# Breeding Bloodworms?



## tricks (Aug 1, 2004)

Can this be done? I'm thinking no because I read that the male blood goe's to the top of the water and release's sperm, then the female does the same thing with her eggs but she burst when releaseing them, both die after spawning...yeah I know to much time on my hands.LOL
lata...Tricks


----------



## Manayunk Jake (Oct 3, 2001)

Greetings tricks!

Yup, bloodies are impossible to breed. They can't even be harvested by machine, and are hand-dug from large tidal flats in Maine.

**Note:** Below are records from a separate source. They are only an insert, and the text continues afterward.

PR #1836, opened 2022-08-02
Add and use serialization and dictionary extensions

mattjohnsonpint:
Following up feedback on #1834 

- Uses Apple's `NSJsonSerialization` for JSON serialization of `NSObject` and derived types.
- Consolidates `NSDictionary` conversions into extension methods.

#skip-changelog

### DIFF
--- a/src/Sentry/Platforms/iOS/Extensions/BreadcrumbExtensions.cs
+++ b/src/Sentry/Platforms/iOS/Extensions/BreadcrumbExtensions.cs
@@ -1,43 +1,26 @@
+using Sentry.Extensibility;
+
 namespace Sentry.iOS.Extensions;
 
 internal static class BreadcrumbExtensions
 {
-    public static Breadcrumb ToBreadcrumb(this SentryCocoa.SentryBreadcrumb breadcrumb)
-    {
-        var items = breadcrumb.Data as IEnumerable<KeyValuePair<NSString, NSObject?>>;
-        var data = items?.ToDictionary(
-            x => (string)x.Key,
-            x => x.Value?.ToString() ?? "");
-
-        return new Breadcrumb(
+    public static Breadcrumb ToBreadcrumb(this SentryCocoa.SentryBreadcrumb breadcrumb, IDiagnosticLogger? logger) =>
+        new(
             breadcrumb.Timestamp?.ToDateTimeOffset(),
             breadcrumb.Message,
             breadcrumb.Type,
-            data,
+            breadcrumb.Data.ToNullableStringDictionary(logger),
             breadcrumb.Category,
             breadcrumb.Level.ToBreadcrumbLevel());
-    }
 
-    public static SentryCocoa.SentryBreadcrumb ToCocoaBreadcrumb(this Breadcrumb breadcrumb)
-    {
-        NSDictionary<NSString, NSObject>? data = null;
-        if (breadcrumb.Data is { } breadcrumbData)
-        {
-            data = new NSDictionary<NSString, NSObject>();
-            foreach (var item in breadcrumbData)
-            {
-                data[item.Key] = NSObject.FromObject(item.Value);
-            }
-        }
-
-        return new SentryCocoa.SentryBreadcrumb
+    public static SentryCocoa.SentryBreadcrumb ToCocoaBreadcrumb(this Breadcrumb breadcrumb) =>
+        new()
         {
             Timestamp = breadcrumb.Timestamp.ToNSDate(),
             Message = breadcrumb.Message,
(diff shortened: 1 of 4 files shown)


src/Sentry/Platforms/iOS/Extensions/BreadcrumbExtensions.cs
```diff
@@ -1,43 +1,26 @@
...
-        var items = breadcrumb.Data as IEnumerable<KeyValuePair<NSString, NSObject?>>;
-        var data = items?.ToDictionary(
-            x => (string)x.Key,
-            x => x.Value?.ToString() ?? "");
-
-        return new Breadcrumb(
+    public static Breadcrumb ToBreadcrumb(this SentryCocoa.SentryBreadcrumb breadcrumb, IDiagnosticLogger? logger) =>
+        new(
             breadcrumb.Timestamp?.ToDateTimeOffset(),
             breadcrumb.Message,
```
SimonCropp, line 10: not that u changed this. but i get null warnings for message and type 
image

should we default them to something?

src/Sentry/Platforms/iOS/Extensions/CocoaExtensions.cs
```diff
@@ -1,8 +1,110 @@
...
+    {
+        if (dict == null)
+        {
+            return new Dictionary<string, string>();
+        }
+
+        var result = new Dictionary<string, string>(capacity: (int)dict.Count);
+        foreach (var key in dict.Keys)
+        {
+            var value = dict[key];
```
SimonCropp, line 60:
```suggestion
        foreach (var keyValue in dict)
        {
            var value = keyValue.Value;
            var key = keyValue.Key;
```

no need to do a dictionary lookup

src/Sentry/Platforms/iOS/Extensions/CocoaExtensions.cs
```diff
@@ -1,8 +1,110 @@
...
+                d.Values.ToArray(),
+                d.Keys.ToArray());
+    }
+
+    public static NSDictionary<NSString, NSObject>? ToNullableNSDictionary<TValue>(
+        this IEnumerable<KeyValuePair<string, TValue>> dict)
+    {
+        var d = dict.ToNSDictionary();
+        return d.Count == 0 ? null : d;
+    }
```
SimonCropp, line 109:
```suggestion
    public static NSDictionary<NSString, NSObject>? ToNullableNSDictionary<TValue>(
        this ICollection<KeyValuePair<string, TValue>> dict)
    {
        if (dict.Count == 0)
        {
            return null;
        }

        return dict.ToNSDictionary();
    }
```

src/Sentry/Platforms/iOS/Extensions/CocoaExtensions.cs
```diff
@@ -1,8 +1,110 @@
...
+        IDiagnosticLogger? logger = null)
+        where TValue : NSObject
+    {
+        if (dict == null)
+        {
+            return new Dictionary<string, string>();
+        }
+
+        var result = new Dictionary<string, string>(capacity: (int)dict.Count);
+        foreach (var key in dict.Keys)
```
SimonCropp, line 58: u cant enumerate key-value pairs in `NSDictionary`?

src/Sentry/Platforms/iOS/Extensions/CocoaExtensions.cs
```diff
@@ -1,8 +1,110 @@
...
+        return result;
+    }
+
+    public static Dictionary<string, string>? ToNullableStringDictionary<TValue>(
+        this NSDictionary<NSString, TValue>? dict,
+        IDiagnosticLogger? logger = null)
+        where TValue : NSObject
+    {
+        var d = dict?.ToStringDictionary(logger);
+        return d?.Count is null or 0 ? null : d;
```
SimonCropp, line 82:
```suggestion
        if (dict is null || dict.Length == 0)
        {
            return null;
        }

        return dict.ToStringDictionary(logger);
```

src/Sentry/Platforms/iOS/Extensions/BreadcrumbExtensions.cs
mattjohnsonpint: They are nullable.  Intellisense failure.

src/Sentry/Platforms/iOS/Extensions/CocoaExtensions.cs
mattjohnsonpint: Not easily.

SimonCropp (approved):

Bloodies have been an "expensive" bait since I was a kid, and I don't think that will change anytime soon.

Well, I have to get back to the artificial estuary I'm building to breed blueclaws....


----------



## Rugger (Sep 30, 2002)

Manayunk Jake said:


> Greetings tricks!
> 
> Yup, bloodies are impossible to breed. They can't even be harvested by machine, and are hand-dug from large tidal flats in Maine. Bloodies have been an "expensive" bait since I was a kid, and I don't think that will change anytime soon.


And since Sen. Susan Collins of Maine got the Shrub-in-Chief to block bloodworm stem cell research, we'll never be able to clone them!


----------



## Manayunk Jake (Oct 3, 2001)

Greetings Rugger!

The problem with bloodies (and sandworms) is that they've evolved too far! As segmented worms, they normally die when you break them in half. If we could genetically engineer them a couple of rungs lower by splicing some flatworm genes in, you could cut one in half, use half for bait and let the other half regenerate. Since flea divulged the secret to keeping them alive for a week in a refrigerator (which might even be extended with the flatworm genes), a fisherman would only need to buy half a flat at the beginning of the year.... 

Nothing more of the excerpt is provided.